Crested Butte main street: a shopper’s oasis amidst the lingering retail drought.

More times than I can count, I’ve explored the country’s mismatch between the supply of retail-oriented real estate and the broader public’s demand.  We just have too many shopping centers.  And it’s always been that way.  Even in the best of times—the peak of the suburban mall during the 1970s and 80s—our historic downtown storefronts were in such dire straits that the owners of numerous century-old structures demolished the underutilized buildings to favor parking lots.  And, even with a glut of parking spaces, the surviving buildings often struggled to find good tenants, thereby only amplifying the disinvestment of America’s tens of thousands of urban cores, at least until the earliest stages of a reawakening emerged in the late 80s and 90s, finally prompting business leaders to reinvest in these long-neglected centers, often in the form of downtown shopping malls which competed with their suburban counterparts.  Amidst a gradual downtown renaissance, the construction of suburban housing and complementary retail nodes continued unabated.  The older shopping centers began to face the same issues of high vacancies and neglect that the downtowns had suffered a generation earlier, pitting old and new commercial real estate against one another, where “old” didn’t necessary refer to those 19th century brick buildings downtown—after all, those were enjoying massive rehabilitation and repurposing as downtowns enjoyed a new life as employment, entertainment, and even housing nodes.  “Old” constituted any strip mall that hadn’t received a face lift in at least thirty years.  Commercial properties have always depreciated quickly, not because they were are necessarily poorly built (though many certainly are) but because the oversupply has never relented.

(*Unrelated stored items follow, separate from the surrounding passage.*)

PR #2694, opened 2026-04-16
feat(test-benchmark): support fractional gas benchmark values

### LINKED ISSUE #2673: Speed-up `bench-gas` check

shrirajpawar4:
## Summary

  Fixes #2673 by allowing fractional Mgas inputs for `--gas-benchmark-values`, while keeping the benchmark/test pipeline integer-based after parsing.

  The issue is not just “accept `0.5`”. The important part is to preserve benchmark semantics downstream:
  - benchmark tests consume `gas_benchmark_value` as an absolute gas budget in gas units
  - many tests use integer arithmetic and exact gas validation
  - fixture IDs and output subdirectories need to represent fractional Mgas values consistently

  ## What changed

  - Parse `--gas-benchmark-values` as decimal Mgas inputs and convert them immediately to integer gas-unit budgets
  - Keep `gas_benchmark_value` integer-based for downstream benchmark logic
  - Add readable benchmark IDs such as `benchmark-gas-value_0.5M`
  - Update gas benchmark subdirectory formatting to support fractional values while staying sortable
  - Change `just bench-gas` from `--gas-benchmark-values 1` to `0.5`
  - Update benchmark docs/examples to document fractional Mgas inputs

  ## Why this approach

  Using raw `float` values all the way through is the wrong boundary for this repo. The safe place to handle fractions is the CLI/input layer; below that, the code should continue to operate on integer
  gas budgets.

  This keeps the fix scoped to the benchmark tooling and avoids changing benchmark test semantics under `tests/benchmark/**`.

  ## Validation

  Ran targeted benchmark plugin and collection tests locally:

  ```bash
  PYTHONPATH=src:packages/testing/src .venv/bin/python -m pytest \
    packages/testing/src/execution_testing/cli/pytest_commands/plugins/filler/tests/test_benchmarking.py \
    -k 'gas_benchmark_values_valid_input or gas_benchmark_values_invalid_input or gas_benchmark_value_formatting or benchmarking_mode_configured_with_option'

  PYTHONPATH=src:packages/testing/src .venv/bin/python -m pytest \
    packages/testing/src/execution_testing/cli/pytest_commands/plugins/filler/tests/test_filler.py \
    -k 'benchmark_conftest_matrix and gas-benchmark-values'

  PYTHONPATH=src:packages/testing/src .venv/bin/python -m pytest \
    packages/testing/src/execution_testing/cli/pytest_commands/plugins/filler/tests/test_benchmarking.py \
    -k 'fractional_benchmark_gas_values_split_into_subdirs'

  Results:

  - 10 passed, 38 deselected
  - 8 passed, 23 deselected
  - 1 passed, 47 deselected
```
 
 I did not run the full just bench-gas recipe locally because that needs the benchmark evm binary available in PATH / EVM_BIN.

### DIFF
--- a/docs/templates/base.md.j2
+++ b/docs/templates/base.md.j2
@@ -10,7 +10,7 @@ Documentation for [`{{ pytest_node_id }}@{{ short_git_ref }}`]({{ source_code_ur
 
     ```console
 {% if is_benchmark %}
-    fill -v {{ pytest_node_id }} --gas-benchmark-values 1
+    fill -v {{ pytest_node_id }} --gas-benchmark-values 0.5
 {% else %}
     fill -v {{ pytest_node_id }} --fork {{ target_or_valid_fork }}
 {% endif %}
--- a/packages/testing/src/execution_testing/cli/pytest_commands/plugins/shared/benchmarking.py
+++ b/packages/testing/src/execution_testing/cli/pytest_commands/plugins/shared/benchmarking.py
@@ -2,6 +2,7 @@
 
 import re
 from abc import ABC, abstractmethod
+from decimal import Decimal, InvalidOperation
 from pathlib import Path
 from typing import ClassVar, Dict, List, Self
 
@@ -19,6 +20,8 @@ from .fixture_output import (
     format_gas_limit_prefix,
 )
 
+GAS_PER_MEGAGAS = Decimal("1000000")
+
 
 def pytest_addoption(parser: pytest.Parser) -> None:
     """Add command line options for benchmark tests."""
@@ -33,7 +36,7 @@ def pytest_addoption(parser: pytest.Parser) -> None:
         default=None,
         help=(
             "Gas limits (in millions) for benchmark tests. "
-            "Example: '100,500' runs tests with 100M and 500M gas. "
+            "Example: '0.5,1,2' runs tests with 0.5M, 1M, and 2M gas. "
             "Benchmark outputs are grouped under "
             f"{FORK_SUBDIR_PREFIX}{{fork}}"
             f"{SUBFOLDER_LEVEL_SEPARATOR}XXXXM/ subdirectories. "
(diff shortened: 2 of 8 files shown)

### CODE REVIEW

File: docs/templates/base.md.j2 [hunk 1]
```diff
@@ -10,7 +10,7 @@ Documentation for [`{{ pytest_node_id }}@{{ short_git_ref }}`]({{ source_code_ur
 
     ```console
 {% if is_benchmark %}
-    fill -v {{ pytest_node_id }} --gas-benchmark-values 1
+    fill -v {{ pytest_node_id }} --gas-benchmark-values 0.5
```
danceratopz, line 13: Just a comment, I would avoid inflating the changeset in a PR across too many files unnecessarily. An example might be worth including, but I think this includes too many doc changes for what is otherwise, a relatively small change.

packages/testing/src/execution_testing/cli/pytest_commands/plugins/shared/benchmarking.py
```diff
@@ -204,6 +211,47 @@ def get_test_parameters(self, _test_name: str) -> list[ParameterSet]:
         ]
 
 
+def _parse_gas_limit_millions(value: str) -> int:
```
danceratopz, line 214: Ah I think this approach is too verbose. I believe a better idea, would be to update the pydantic model above in L77, see here:

https://github.com/ethereum/execution-specs/blob/363df20673de012c69cd927c80faf8d22854fcd3/packages/testing/src/execution_testing/cli/pytest_commands/plugins/shared/benchmarking.py#L174-L204

danceratopz (commented):
Hey @shrirajpawar4 thanks a lot for giving this a go. I think this PR went down the wrong path. Please check my comment about updating the pydantic model instead - it would be easier to change the type there from `int` to `float` which would enable pydantic to parse these values correctly, preferably with a reasonable / heuristically determined minimum value that gets checked in a validation step.

As #2693 landed (just) before this PR and is heading down the wrong path, I will close this PR and focus on #2693. I'm sorry about that, bad luck with timing. If you'd like to tackle a different issue, feel free to reach out.

packages/testing/src/execution_testing/cli/pytest_commands/plugins/shared/benchmarking.py
danceratopz: I.e, change the pydantic model to allow a `List[float]` instead of a `List[int]` in L177.

shrirajpawar4: I agree the original diff was broader. The reason I did not stop at changing `GasBenchmarkValues` to `List[float]` is that I think the parsing error is only one part of the problem

 The benchmark pipeline internally works with integer gas-unit budgets, not floats. If we accept floats directly and then do int(value * 1_000_000), we silently truncate and can also end up with
  inconsistent benchmark IDs. 
  
  please correct me if i am wrong this will help me understand the system better.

And that brings us to the great American retail predicament: the oversupply, disproportionate in the US compared to other developed nations, is finally catching up with the suppliers.  I say “finally” but, truth be told, it’s been this way for ages—basically since the dawn of the suburban shopping mall.  But, in the last ten years or so, commercial developers have finally caught wind of this excess, recognizing at last that enclosed shopping malls aren’t the silver bullet that they used to be.  The last enclosed, middlebrow, suburban-oriented shopping mall constructed in the US was the Mall at Turtle Creek in Jonesboro, Arkansas—completed in 2006.  Only a handful of what one would call malls have broken ground since then, all luxury and all in a much more high density or urban typology.  The continued expansion of online shopping has further strained the resources of traditional bricks-and-mortar retail, ushering in what prognosticators labeled the “retail apocalypse” as long ago as 2013, when it became clear that many formerly ironclad establishments like Sears and Kmart weren’t coming back to any real degree.  The retail apocalypse escalated as the decade continued to reach what one might call a pause in 2020…but it was the wrong kind of pause.  The lockdown measures prompted by coronavirus completely destroyed any long-term economic forecasts that major retailers could make, instead forcing most of them to shift all operations to online service or go completely out of business.  Many brand names had no choice but to do the latter: Pier One Imports, Stein Mart, Modell’s Sporting Goods, and Lord and Taylor are just the first four that come to mind that closed completely during the dire conditions of 2020.  All four continue to function as online-only retailers.  But their absence continues to push the vacancy rates in retail districts ever higher.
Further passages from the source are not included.